Cette formation dédiée à l’IA générative pour l’infrastructure IT permet aux équipes techniques de maîtriser l’intégration, le déploiement et l’exploitation de modèles IA dans un système d’information. Conçue pour les profils DevOps, cloud, support et administrateurs systèmes, elle couvre l’ensemble du cycle de vie : choix des modèles, sécurisation des accès, intégration aux outils métiers, déploiement en cloud ou on-premise, automatisation et supervision en production.
Les participants travaillent sur des cas concrets : intégration avec Active Directory et Entra ID, déploiement de modèles en local via Ollama ou en cloud via Azure OpenAI, mise en place d’une architecture sécurisée, automatisation via scripts et IaC, et pilotage des coûts. La formation intègre les enjeux de souveraineté, de conformité (RGPD, SecNumCloud) et d’observabilité. Chaque participant repart avec une feuille de route directement applicable à son environnement professionnel.
Programme détaillé
Panorama de l’IA générative et fondamentaux techniques (3h30)

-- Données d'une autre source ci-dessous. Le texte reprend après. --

PR #731, opened 2023-07-02
[ci-asan-lsan-suppressions] treewide: avoid leaking memory in users of CalorimeterHitDigi

veprbl:
Fixes a memory leak as seen in https://github.com/eic/EICrecon/actions/runs/5438209432/jobs/9889373595?pr=722

Clearing the array prevents memory from being released in
https://github.com/eic/EICrecon/blob/6f6abf218abb3ece03b60a4875ba5996777b2274/src/algorithms/calorimetry/CalorimeterHitDigi.cc#L123-L124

- Anatomie d’un LLM : modèle, tokens, fenêtre de contexte, embeddings, génération de texte
- Comprendre les limites : hallucinations, biais, fraîcheur des données, dépendance au contexte
- Lecture technique des performances : capacité, coût, latence, débit, disponibilité, observabilité
- Risques opérationnels : fuite de données, dépendance fournisseur, mauvaise intégration SI, dérive des usages
- Rôle des équipes IT dans l’industrialisation de l’IA générative
- Travail pratique :
- Les participants analysent plusieurs cas d’usage IA exprimés par des métiers : assistance support, génération de documentation, synthèse d’incidents, recherche documentaire, automatisation d’exploitation. Ils doivent distinguer les usages pertinents, les limites techniques, les risques associés et les prérequis d’intégration dans le SI.
Écosystème des modèles, plateformes et fournisseurs IA (2h00)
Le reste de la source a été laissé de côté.